Ричард Пайпс еще более категоричен, и отвергает наличие какой-либо возможности изменения советской системы в 80-е годы, поскольку, она «не поддается реформированию», а 1991 г. оценивает как «освобождение России от бремени союзных республик и восточноевропейских стран». Более того, он предлагает России «освободиться» и от другого «бремени», как например, «малая Чечня» и «весь мусульманский Северный Кавказ[55] под предлогом, что она достаточно велика. Позиция Р. Пайпса совпадает с позицией постсоветских неолиберальных лидеров: Алексея Навального с его лозунгом «хватит кормить Кавказ».
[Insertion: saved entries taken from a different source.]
PR #324, opened 2016-11-13
Add link to Community Plotters page in README.md

eaburns:


sbinet:
LGTM

eaburns:
Travis is sad, but it's certainly not because of this PR.

sbinet:
yeah... maybe another draw2d commit?

eaburns:
That's quite annoying. I'm wondering if we should vendor the dependencies, but the recommendation seems to be that vendoring should happen only for binary packages. Do we ignore that advice? Can anyone think of a better solution?

eaburns:
Maybe we can configure travis to pull particular commits for each dependency. That way, binary packages pulling gonum/plot don't get blocked by our internal vendoring, but we can still test to know upstream versions.

PR #322, opened 2016-10-30
Added ColorMap types and legends

ctessum:
This is related to issues #304, #133, and #17

PR #332, opened 2016-12-17
Added ColorMap types and legends

ctessum:
This is a continuation #322 which got closed after I merged the branch it was based on into master.


kortschak:
Please fix the import cycle in the tests.

palette/palette.go
```diff
@@ -32,54 +39,54 @@ type DivergingPalette interface {
...
+type ColorMapInt interface {
+	// At returns the color associated with category cat.
+	At(cat int) (color.Color, error)
+}
 
-	// SetMin sets the minimum value of the ColorMap.
-	SetMin(float64)
+// IntMap fulfils the ColorMapInt interface, mapping integer
+// categories to colors.
+type IntMap struct {
```
ctessum: This can't be a map because it needs to be ordered. It could be a slice I guess, but I'm not sure if that would be an improvement.

palette/palette.go
```diff
@@ -32,54 +39,54 @@ type DivergingPalette interface {
...
+}
 
-	// Alpha returns the opacity value of the ColorMap.
-	Alpha() float64
+// At fulfils the ColorMapInt interface.
+func (im *IntMap) At(cat int) (color.Color, error) {
+	if len(im.Categories) != len(im.Colors) {
+		panic(fmt.Errorf("palette: number of categories (%d) != number of colors (%d)", len(im.Categories), len(im.Colors)))
+	}
+	if i := sort.SearchInts(im.Categories, cat); i < len(im.Categories) && im.Categories[i] == cat {
```
ctessum: It's conceivable that people would use a large number of categories, so I've left this as binary search, but that also wouldn't be a best practice so it might be better to use the non-binary search.

ctessum:
PTAL

ctessum:
Ping?

palette/benchmarkgo17_test.go
```diff
@@ -0,0 +1,74 @@
...
+package palette
+
+import (
+	"fmt"
+	"image/color"
+	"math/rand"
+	"testing"
+)
+
+func BenchmarkColorMap_At(b *testing.B) {
```
kortschak: The benchmarks were informative, but do we need to keep them?

palette/legend.go
```diff
@@ -0,0 +1,118 @@
+// Copyright ©2016 The gonum Authors. All rights reserved.
+// Use of this source code is governed by a BSD-style
+// license that can be found in the LICENSE file.
+
+package palette
```
kortschak: I don't understand why this is in palette. It seems more like something for plotter - and then would be a separate PR.

palette/legend.go
```diff
@@ -0,0 +1,118 @@
...
+	"image"
+
+	"github.com/gonum/plot"
+	"github.com/gonum/plot/vg"
+	"github.com/gonum/plot/vg/draw"
+)
+
+// ColorMapLegend is a plot.Plotter that draws a color bar legend for a ColorMap.
+type ColorMapLegend struct {
+	// Vertical determines wether the legend will be
```
kortschak: whether; we don't keep sheep.

palette/legendcategorical.go
```diff
@@ -0,0 +1,203 @@
+// Copyright ©2016 The gonum Authors. All rights reserved.
+// Use of this source code is governed by a BSD-style
+// license that can be found in the LICENSE file.
+
+package palette
```
kortschak: Again, wrong package IMO.

palette/palette.go
```diff
@@ -32,54 +38,76 @@ type DivergingPalette interface {
...
+	}
+	return nil, fmt.Errorf("palette: category '%d' not found", cat)
+}
 
-	// SetMin sets the minimum value of the ColorMap.
-	SetMin(float64)
+// searchInts returns the index of ints that matches i, or -1 if there
+// is no match.
+func searchInts(ints []int, i int) int {
+	for ii, iii := range ints {
```
kortschak: Please don't speak Go with a Fortran accent.

palette/benchmarkgo17_test.go
ctessum: Well, the obvious answer is if they are informative we should keep them, right? If by "informative" you meant "not informative", then we probably shouldn't keep them, however.

My initial thinking was that this method could theoretically end up in inner loops, so it might be useful to have a benchmark.

kortschak: I meant "informative", though border line; I would have been extremely surprised if they had fallen the other way.

I don't see why plotting is going to end up in an inner loop, at least not under the normal understanding of that phrase; there are too many things in plot that take too long (with justification) for that to be a sensible engineering solution.

sbinet:
ping? I have this 2d-histogram plot that would greatly benefit from having a nice color legend:
https://github.com/go-hep/hep/tree/master/hplot#2d-histogram
h2d_plot

ctessum:
I'm thinking about splitting this into several more focused pull requests:
1. Creating a thumbnailer for palettes (for categorical data or discrete data bins), which could then be used in the normal plot.Legend.
2. Allowing plot.Legend to be rendered outside of the data canvas.
3. Creating a Plotter that renders legends for ColorMaps (for continuous data)

One outstanding question is where these things should live (other than 2, which is obvious). I would tend to think people would be looking for them in the palette package, but Dan has suggested the plotter package. Any other thoughts?

kortschak:
The palette package is not appropriate as that holds palette information and does not concern rendering in any way.

sbinet:
for me, `palettes` is related to colors and stuff. (ie: defining the set of colors)
I would be inclined to put thumbnailer for palettes and legends for ColorMaps inside `plotter` as well.

splitting the PR into 2/3 PRs is fine by me.

ctessum:
Closing this because all of the useful parts have been merged as other pull requests.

Причины «распада» или «трансформации» СССР предстоит выяснять, какие факторы преобладают – экономические (тезис Егора Гайдара, часто повторяемый как припев современными российскими неолиберальными средами), политические (кризис элиты, или вопрос «трансляции власти и собственности»), этнодемографические или внешнеполитические (тезис об успешном американском проекте «мягкого» вмешательства во внутренние дела СССР, в программное обеспечение советской системы), внешний фактор, который предпочитают как современные российские консерваторы, так и левые в их разнообразном спектре, и над которым иронизируют либералы.

Другой подчеркиваемой причиной является «отчуждение между государством и русским народом» и «равнодушие народа к судьбе империи, утратившей способность защиты его национальных интересов и ценностей»[56].

На самом деле, нельзя недооценивать и иррациональное поведение россиян, что делает их непредсказуемыми, поскольку не следует забывать, что они сами пожелали распада без давления извне, и здесь Горбачев случайно или нет, выбирает подходящий для русской психологии лозунг «Так жить нельзя»[57], который всегда может стать актуальным и является своеобразной ахиллесовой пятой России.

Современная история дает возможность историку одновременно быть участником, источником и наблюдателем а ля Фукидид, насколько это возможно. Верно, что дистанция времени дает преимущество чисто академическим историкам, которые не имеют связи со своими героями, как это обстоит с осмелившимися писать современную историю. Мне кажется, однако, что исторические знания могут прояснить анализ новейшего времени, потому что каким бы разнообразным ни был инструментарий различных гуманитарных наук, скользящих по современной поверхности: социологи, политологи, антропологи, философы и др., только историк в состоянии «увидеть» тенденции, которые распознал из ушедших веков, поскольку связь с прошлым существует, а то, что мы ее не замечаем, не исключает ее, а делает нас не только симпатично инфантильными с различным диоптрием близорукости, но и уязвимыми.